Unsupported output format, invalid bitrate, missing storage backend, audio upload failure, text upload failure, and clip-order persistence failure must return explicit non-success responses.
Provider upload and rollback failures must remain diagnosable through server logs and response error messages.
Cache invalidation failure must be logged but must not make a successfully saved clip look like a failed save.

UI acceptance criteria

Success criteria:

The browser keeps the latest successful /api/text-to-speech artifact reference separate from the text input value.
The Save to Soundboard request body includes audio_path or artifact_path from the latest generated response, plus category, text, format, bitrate, and normalize options.
After a successful save, the UI shows a success toast and notifies the Soundboard category so reload/reuse can surface the new clip.
Reloading the selected Soundboard category displays the saved clip and preserves existing play, download, and category actions.

Failure criteria:

If generation has not produced an artifact yet, the Save to Soundboard action must not submit a request that is missing audio_path or artifact_path.
If the save endpoint returns SPEECH_ARTIFACT_REFERENCE_REQUIRED, SPEECH_ARTIFACT_NOT_FOUND, or another structured error, the UI must show a clear failure toast and reset the Save button state.
Switching categories or reopening the modal must not reuse a stale artifact from a previous failed generation.
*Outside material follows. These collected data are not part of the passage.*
PR #873, opened 2024-08-29
Remove deprecated option in configuration

woxtu:
## Issue
- close N/A

## Overview (Required)
- This PR removes a deprecated option in 'gradle.properties' to resolve the following build warning:

```
w: -memory-model and memoryModel switches are deprecated and will be removed in a future release.
```

## Links
- https://kotlinlang.org/docs/whatsnew1720.html#configuration-and-setup

Before | After
:--: | :--:
 | 

## Movie (Optional)
Before | After
:--: | :--:

### DIFF
--- a/gradle.properties
+++ b/gradle.properties
@@ -14,7 +14,6 @@ android.nonTransitiveRClass=true
 
 # kotlin
 kotlin.code.style=official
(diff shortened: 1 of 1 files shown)


takahirom (approved):
Resolving the warning is a great achievement. Thanks!

PR #875, opened 2024-08-29
In EditScreen, add keyboardOptions in InputFieldWithError

kosenda:
## Issue
none

## Overview
- The profile entry field is a singleLine, but it is possible to break lines using ImeAction. Therefore, ImeAction is set to Next or Done to prevent line breaks and allow smooth input.

## Links
- [Android developers - ImeAction](https://developer.android.com/reference/kotlin/androidx/compose/ui/text/input/ImeAction)

## Movie (Optional)
Before | After
:--: | :--:
<video src="https://github.com/user-attachments/assets/12941026-dfd1-4a63-81cd-8ec6f1bdd494" width="300" > | <video src="https://github.com/user-attachments/assets/a58bbde4-23aa-4a3f-8e76-a3bc84d2e69a" width="300" >


takahirom (approved):
This is a small but great improvement for user experience.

Failure and error acceptance

Generation validation errors remain visible as structured /api/text-to-speech failures.
Save validation errors remain visible as structured /api/soundboard/save-clip failures.
Artifact handoff bugs are treated as product failures: a user who heard the generated audio must be able to save that exact artifact, not a regenerated or implicit global last-output file.
The implementation must preserve explicit error codes for future tests and diagnostics, including SPEECH_RUNTIME_ERROR, SPEECH_ARTIFACT_REFERENCE_REQUIRED, and SPEECH_ARTIFACT_NOT_FOUND.
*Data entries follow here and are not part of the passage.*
PR #880, opened 2024-08-29
:sparkles: [Compose Multiplatform] When you don't have permission to access the calendar on the session details screen, the snack bar is displayed.

Corvus400:
## Issue
- None.

## Overview (Required)
- The current code is set up so that when access to the calendar is denied, pressing the calendar icon again does not do anything.
- So, I decided to let the user know that they don't have access to the calendar.

## Links
https://github.com/DroidKaigi/conference-app-2024/blob/5ea41be635d56bbfb74a3e6865632d7745b664b5/app-ios-shared/src/commonMain/kotlin/io/github/droidkaigi/confsched/shared/IosComposeKaigiApp.kt#L348-L353

## Movie (Optional)
Before | After
:--: | :--:
<video src="https://github.com/user-attachments/assets/d03b8ce3-6660-4f9e-aee4-30f71316de5f" width="300" > | <video src="https://github.com/user-attachments/assets/d9825145-2e9f-499b-b014-ec16f8470c6a" width="300" >

### DIFF
--- a/app-ios-shared/src/commonMain/kotlin/io/github/droidkaigi/confsched/shared/IosComposeKaigiApp.kt
+++ b/app-ios-shared/src/commonMain/kotlin/io/github/droidkaigi/confsched/shared/IosComposeKaigiApp.kt
@@ -96,11 +96,6 @@ import platform.UIKit.UIApplication
 import platform.UIKit.UIViewController
 import platform.darwin.NSObject
 
-private object ExternalNavControllerLink {
-    var onLicenseScreenRequest: (() -> Unit)? = null
-    var onAccessCalendarIsDenied: (() -> Unit)? = null
-}
-
 data class IosComposeKaigiAppUiState(
     val userMessageStateHolder: UserMessageStateHolder,
 )
@@ -111,26 +106,7 @@ fun kaigiAppController(
     repositories: Repositories,
     onLicenseScreenRequest: () -> Unit,
 ): UIViewController = ComposeUIViewController {
-    val eventFlow = rememberEventFlow<IosComposeKaigiAppEvent>()
-    val uiState = iosComposeKaigiAppPresenter(events = eventFlow)
-
     val snackbarHostState = remember { SnackbarHostState() }
-
-    ExternalNavControllerLink.apply {
-        val snackbarMessage = stringResource(AppIosSharedRes.string.permission_required)
-
-        this.onLicenseScreenRequest = onLicenseScreenRequest
-        this.onAccessCalendarIsDenied = {
-            eventFlow.tryEmit(IosComposeKaigiAppEvent.ShowRequiresAuthorization(
-                snackbarMessage = snackbarMessage,
-            ))
-        }
-    }
-
-    SnackbarMessageEffect(
-        snackbarHostState = snackbarHostState,
-        userMessageStateHolder = uiState.userMessageStateHolder,
-    )
 
     CompositionLocalProvider(
         LocalRepositories provides repositories.map,
@@ -153,6 +129,8 @@ fun kaigiAppController(
         KaigiApp(
             windowSize = windowSizeClass,
             fontFamily = fontFamily,
+            snackbarHostState = snackbarHostState,
+            onLicenseScreenRequest = onLicenseScreenRequest,
         )
     }
 }
@@ -161,8 +139,18 @@ fun kaigiAppController(
 fun KaigiApp(
     windowSize: WindowSizeClass,
     fontFamily: FontFamily?,
+    snackbarHostState: SnackbarHostState,
+    onLicenseScreenRequest: () -> Unit,
     modifier: Modifier = Modifier,
 ) {
+    val eventFlow = rememberEventFlow<IosComposeKaigiAppEvent>()
+    val uiState = iosComposeKaigiAppPresenter(events = eventFlow)
+
+    SnackbarMessageEffect(
+        snackbarHostState = snackbarHostState,
+        userMessageStateHolder = uiState.userMessageStateHolder,
+    )
+
     KaigiTheme(
         fontFamily = fontFamily,
     ) {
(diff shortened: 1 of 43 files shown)


app-ios-shared/src/commonMain/kotlin/io/github/droidkaigi/confsched/shared/IosComposeKaigiApp.kt
```diff
@@ -118,10 +153,18 @@ fun kaigiAppController(
...
+                windowSize = windowSizeClass,
+                fontFamily = fontFamily,
+            )
+            SnackbarHost(
+                hostState = snackbarHostState,
+                modifier = Modifier
+                    .align(Alignment.BottomCenter)
+                    .padding(bottom = 108.dp)
+            )
+        }
```
Corvus400, line 167: I know this is not very good, but I don't need to display the snack bar on anything other than iOS, so I've placed the SnackbarHost here like this.

app-ios-shared/src/commonMain/kotlin/io/github/droidkaigi/confsched/shared/IosComposeKaigiApp.kt
```diff
@@ -346,8 +389,7 @@ private class ExternalNavController(
 
         eventStore.requestAccessToEntityType(EKEntityTypeEvent) { granted, error ->
             if (granted.not()) {
-                // TODO Display a message asking the user to add permissions.
-                // TODO Otherwise, the privileges will remain permanently denied.
+                ExternalNavControllerLink.onAccessCalendarIsDenied?.invoke()
```
Corvus400, line 392: I decided to use this class again because I want to make the contents of the code as close as possible to KaigiApp.kt. 🤔

feature/profilecard/src/commonMain/kotlin/io/github/droidkaigi/confsched/profilecard/ProfileCardScreen.kt
```diff
@@ -840,10 +840,9 @@ internal fun CardScreen(
                             text = stringResource(ProfileCardRes.string.edit),
                             modifier = Modifier.padding(8.dp),
                             style = MaterialTheme.typography.labelLarge,
-                            color = Color.Black
+                            color = Color.Black,
```
Corvus400, line 843: After merging master, this part was checked by detekt.
There is probably a PR that was merged without being checked by detekt somewhere. 🤔

app-ios-shared/src/commonMain/kotlin/io/github/droidkaigi/confsched/shared/IosComposeKaigiApp.kt
takahirom: How about state hosting snackbarHostState? And use the screen's Scaffold?

```kotlin
val LocalSnackbarHostState = androidx.compose.runtime.staticCompositionLocalOf<SnackbarHostState?> {
    null
}

@Composable
fun snackbarHostSate(): SnackbarHostState {
    val state = LocalSnackbarHostState.current
    if (state != null) {
        return state
    }
    return remember { SnackbarHostState() }
}
```

Corvus400: @takahirom 

By making the changes as indicated, the snack bar is now displayed in the correct position on Android and iOS, even without adding SnackbarHost! 🥳 

iOS | Android
:--: | :--:
<video src="https://github.com/user-attachments/assets/54d30465-f241-4301-83ff-c01cc59d7e63" width="300" > | <video src="https://github.com/user-attachments/assets/d48fb383-bd50-4416-97ce-37b570f1eea5" width="300" >

feature/sessions/src/commonMain/kotlin/io/github/droidkaigi/confsched/sessions/TimetableItemDetailScreen.kt
```diff
@@ -98,7 +99,9 @@ fun TimetableItemDetailScreen(
         events = eventFlow,
     ),
 ) {
-    val snackbarHostState = remember { SnackbarHostState() }
+    // We provide a function that displays a message in the snack bar when the iOS side does not have permission to access the calendar through LocalSnackbarHostState.
+    // For this reason, we use this process to swap SnackbarHostState between Android and iOS.
+    val snackbarHostState = snackbarHostSate()
```
Corvus400, line 104: I thought that if there was a different process only in the session details screen, it would not be immediately clear to Android developers what was going on, so I have supplemented this with a comment.

takahirom: Thanks. I think this method can also be used in Android when we want to show a Snackbar at the app level. The code clearly indicates what it does, and I believe it will not cause trouble for most people. This part of the code will be seen frequently, so I don't want to include these comments.

Corvus400: I deleted it. 🫡 
https://github.com/DroidKaigi/conference-app-2024/pull/880/commits/a328c42dceb8cb760e241d1113c28ce2bb086ffe

app-ios-shared/src/commonMain/kotlin/io/github/droidkaigi/confsched/shared/IosComposeKaigiApp.kt
```diff
@@ -91,18 +98,43 @@ import platform.darwin.NSObject
...
+    val eventFlow = rememberEventFlow<IosComposeKaigiAppEvent>()
+    val uiState = iosComposeKaigiAppPresenter(events = eventFlow)
+
+    val snackbarHostState = remember { SnackbarHostState() }
+
+    ExternalNavControllerLink.apply {
+        val snackbarMessage = stringResource(AppIosSharedRes.string.permission_required)
+
+        this.onLicenseScreenRequest = onLicenseScreenRequest
+        this.onAccessCalendarIsDenied = {
```
takahirom, line 123: I'm not a big fan of ExternalNavControllerLink's object and mutable fields. 
This could cause serious leaks.
How about moving these eventFlow and iosComposeKaigiAppPresenter to `KaigiApp` and remove the ExternalNavControllerLink?

takahirom (approved):
Looks great! Thank you for enhancing the user experience and our codebase.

Observability and diagnostics

Future agents must be able to inspect the workflow through pytest failures and runtime diagnostics. Preserve these observable fields and signals:

/api/text-to-speech success payload: artifact_id, audio_path, download_path.
/api/soundboard/save-clip request payload: category, text, and audio_path or artifact_path.
Save backend diagnostics: operation name save-clip-to-soundboard, structured speech error codes, provider upload path, text sidecar path, clip-order update result, and cache invalidation log.
Soundboard reload metadata: category identifier, clip filename, clip name, audio URL, text URL where available, duration where available, and reload/reuse state.

Explicit non-goals

Do not implement native iOS or Android parity in S02.
Do not execute the storage migration or change the selected storage provider as part of this workflow target.
Do not remap the whole speech, Soundboard, storage, or native feature inventory.
Do not replace the legacy web main TTS screen or Soundboard with a new surface before proving this workflow.
Do not rely on ignored local planning artifacts, generated static artifacts, or real environment secrets for acceptance tests.